During warm-ups, if the little ear flies happen to attack, you can break
off the leafy part of a tree limb and tuck it in the bridle between the
ears.  That will keep them off for the first 15 minutes of walking, then
you can remove it and quit looking stupid.  Sometimes I ride with a
crop-length switch with the leaves on the end to use as a fly swisher. 
Once Kaboot figured it out, he loves it.  One day I saw one of my ponies
in the yard having a real fit kicking his belly and laying down and
jumping back up.  Went out there and a horsefly had crawled right up in
his sheath.  Saw a friend's horse behaving likewise as we warmed them up,
checked, and same thing.  Something to think about with Summer coming on.
 By the way, the ticks are horrible this year.  Have already been pulling
them from horses.

When I was riding nights a lot, I wore a white helmet, with reflector
stickers on back, and put a couple of reflector stickers on my cantle. 
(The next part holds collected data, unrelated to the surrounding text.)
PR #15227, opened 2026-05-26
fix(rag): mark task FAILED on parser miss and retry transient MinerU errors (#15176)

### LINKED ISSUE #15176: [Feature Request]: Better error handling for MinerU parser
### Self Checks

```Markdown

```

Add more robust error handling when using MinerU as document parser:
1. add retry on error
2. currently if mineru server is down, the parse process will wrongly complete with status `DONE` and chunks=`0` and `MinerU not found` in the progress log. At least the status should be `FAIL` for later attention

_No response_

```Markdown

```

### Additional information

_No response_

Rene0422:
## Summary

Fixes #15176. Two related improvements for the MinerU parser path
(also covers Docling / OpenDataLoader / PaddleOCR for the first
fix, since they share the same fallback shape):

1. **FAIL vs DONE** — when MinerU is down, the task no longer
   silently completes with `progress=1.0` and `chunks=0`. It now
   ends in the FAILED state with a clear error message.
2. **Retry on transient MinerU errors** — connection errors,
   timeouts, and 5xx responses are retried with exponential
   backoff instead of failing the whole task on the first hiccup.

## Root cause (issue 1)

When MinerU is unreachable, `by_mineru` in `rag/app/naive.py`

You can get a package of them from the Nashbar catalog for bikers fairly
cheaply.  Their phone number is 1-800-NASHBAR for a catalog. One warning
about night riding.  Just because a trail was clear yesterday, do not
assume it is clear tonight.  A friend was going at speed up a logging
road one minute, and woke up staring up at the moon some time later. 
Seems a tree had fallen at about her helmet level.  The horse was a mile
or so away, waiting at the trailer..."Oh, you fell off?  When?"